Enjolras's throat moved in a hard swallow, and his eyes half opened. They were turned up, so that all that could be seen under the quivering lashes was a sliver of white

"Wake up, Enjolras…"

He began to shiver violently.

"Can you hear me? It's Combeferre…please let me know you hear me."

Enjolras sighed and gave one more convulsive shudder.

"nnnnnn….I hear you" he whispered, sounding exhausted, his words flat, his eyes still turned up under the lids. "Did not…did not Isaiah write of night creatures dwelling in the ruins of Babylon?"

"Enjolras, what you talking about?"

"…are we to be so sure that Gilles de Rais lied about the fiends that visited him? Why should not the demon Barron have seduced him? For there is a power in blood that is not equalled elsewhere. It redeems, but it also damns. A physician's lancet may save a patient, but when we are bled by bullets or bayonet our life ebbs away. Is there a difference in the blood that courses through our veins? Does it not unite us all as brothers? But what of those who steal blood…is the daemon that comes by night not merely the avatar of those who thrive on the life of others, the parasite of the _Ancien Régime_ reborn. De Rais died for his obscene crimes, but his brothers in bloodlust yet live, and they are hungry.
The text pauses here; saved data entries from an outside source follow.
PR #573, opened 2018-06-14
Browser test runner: the Yoshi way

alisey:
So `wix-ui-mocha-runner` works fine when `wix-ui-core` installs all its dependencies, but when it's linked to the other `wix-ui-*` repos there is some issue with duplicate `.d.ts` files, probably related to how the monorepo is configured, I gave up on figuring out to solve it. Using Karma now.

### DIFF
--- a/packages/wix-ui-core/karma.conf.js
+++ b/packages/wix-ui-core/karma.conf.js
@@ -1,0 +1,10 @@
+module.exports = {
+  frameworks: ['mocha'],
+  reporter: 'spec',
+  browsers: ['ChromeHeadless'],
+  client: {
+    mocha: {
+      reporter: 'html',
+    }
+  }
+};
--- a/packages/wix-ui-core/test/karma-setup.js
+++ b/packages/wix-ui-core/test/karma-setup.js
@@ -1,0 +1,12 @@
+import expect from 'expect';
+import JestMock from 'jest-mock';
+import Enzyme from 'enzyme';
+import EnzymeAdapter from 'enzyme-adapter-react-16';
+
+// Jest compatibility
+window.expect = expect;
+window.jest = JestMock;
+window.beforeAll = window.before;
+window.afterAll = window.after;
+
+Enzyme.configure({adapter: new EnzymeAdapter()});
--- a/packages/wix-ui-core/package.json
+++ b/packages/wix-ui-core/package.json
@@ -26,7 +26,7 @@
     "test": "npm run test:unit && npm run test:e2e",
     "posttest": "npm run lint",
     "test:watch": "yoshi test --jest --watch",
-    "test:unit": "yoshi test --jest",
+    "test:unit": "yoshi test --jest --karma",
     "test:e2e": "yoshi test --protractor",
     "lint": "yoshi lint",
     "yoshi-start": "yoshi start --no-test",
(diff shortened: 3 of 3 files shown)


packages/wix-ui-core/test/karma-setup.js
```diff
@@ -0,0 +1,12 @@
+import expect from 'expect';
```
shlomitc: where is this `expect` coming from in the dependency tree?

packages/wix-ui-core/karma.conf.js
```diff
@@ -0,0 +1,10 @@
+module.exports = {
+  frameworks: ['mocha'],
```
shlomitc: we can use `jasmine` and keep the same `jest` syntax and matchers

packages/wix-ui-core/test/karma-setup.js
alisey: from jest

packages/wix-ui-core/karma.conf.js
alisey: What do you mean by syntax? What's the benefit of using Jasmine instead of expect?

alisey: Tried Jasmine. There are incompatibilities in `expect` and `describe` functions.

alisey:
This is ready for review/merge.

packages/wix-ui-core/karma.conf.js
shlomitc: hmm, so if we use the `expect` from `jest` we're maintaining the same matchers, so that's actually working already. nevermind

shlomitc:
looks good. are there any differences regarding testing runtime, deubgging, sourcemaps, etc..?

alisey:
Debugging experience is utter crap, which is why I didn't consider Karma up to this point. First, you need to manually adjust karma.conf.js to launch in windowed mode or to enable remote debugging. Source maps are not working, reporting is very awkward, even when running in windowed mode failures are logged into terminal without any formatting, coloring or line numbers.

We don't have many options though. People are writing new tests that don't work in browser, and we need some kind of automatic checking. My puppetteer runner provides an OK dev experience, but it would need to be merged into Yoshi to work with this project. And I've no idea how much time that's going to take.

So the hope is that until I merge it or find a way to configure Karma to be not awful we can have this setup which at least prevents regressions in the tests. Most of the problems can be debugged in Node + Jest, and for the few remaining browser-only issues `console.log` is our friend.

shlomitc:
@ranyitz - I think this requires

shlomitc:
Thanks, @alisey.
@ranyitz - I think this requires some thinking if Karma is still a relevant tool for our use case or should we consider adding the `mocha-loader` solution into yoshi

alisey:
Karma is faster, and it already exists in Yoshi, adding Puppeteer would duplicate existing functionality and make `npm install` take more time for everyone, even if they don't use Puppetter.

But I'm not sure how much Karma can be customized to our needs. Here's what we get from `wix-ui-mocha-runner`:
* Headless mode
  * uses Mocha spec reporter
  * writes to the terminal in color
  * pretty-prints proxied console output
  * exits with non-zero code on uncaught exceptions / page errors / webpack compilation errors, logs the error in a readable format
* Watch mode
  * opens the browser in windowed mode
  * uses HTML Mocha reporter
  * exits with non-zero code on webpack compilation errors and page errors
  * reports webpack progress during compilation
  * allows to run subset of tests by adding grep pattern to the URL (mocha HTML reporter allows to do this automatically by clicking on one of the tests / groups)
  * allows to set breakpoint in devtools (currently Karma changes the page to about:blank when tests are completed, which makes this impossible)
  * doesn't require opening multiple tabs to see the list of running / completed / failed tests
  * allows to access the test page from a phone / other computer in the same network
  * allows to customize CSS for Mocha / use custom reporters
* Source maps
* Suppressed React Devtools warning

They would prey on us and bend us to their ends…"

He was twisting the bedsheets with his hands, his voice rising as he uttered the terrible, mad words.

Courfeyrac swallowed and, disengaging them from the sheets, took both of his friend's cold hands in his own. Enjolras, he had observed, was a surprisingly tactile man, as was Courfeyrac himself. He hoped he would respond to the touch. "We're here. There's no bleeding to be done. Come back to us, my friend."

Another shiver passed through the sick man, and his eyes opened properly. "It's all right," he said, his voice calmer. "Am I speaking? Sometimes I don't know whether I speak aloud…I see things in my head…"

"Only in your imagination," Courfeyrac said gently.

"You've passed a very bad night," Combeferre added. "Your wound has been aggravated." Enjolras tried to jerk away from the probing fingers that touched it. "I just need to examine it…" He shook his head – it was a pulpy mess, looking almost as bad as it had the first night.

"Are you sure we are quite alone?" Enjolras whispered, anxious again. "There isn't a shadow in the corner, is there?"

His friends exchanged glances.

"There are only we three here," Combeferre reassured him. "Did anyone…did someone come here last night?"

Enjolras shook his head urgently. "No! I was alone. No one came."

The door had been locked, Courfeyrac thought. He wandered over to the window as Combeferre attended the wound. The shutters were open, though the sash window was almost closed. He opened it and looked out. It was a direct drop to the ground, one floor below, with no real handholds. He supposed it might be possible, perhaps with a ladder, but even in this quiet street in the middle of the night such a blatant intrusion was likely to be noticed. He shook himself – it was ridiculous even to be considering these things. He noticed a ruddy brown smudge on the white sill. Dried blood?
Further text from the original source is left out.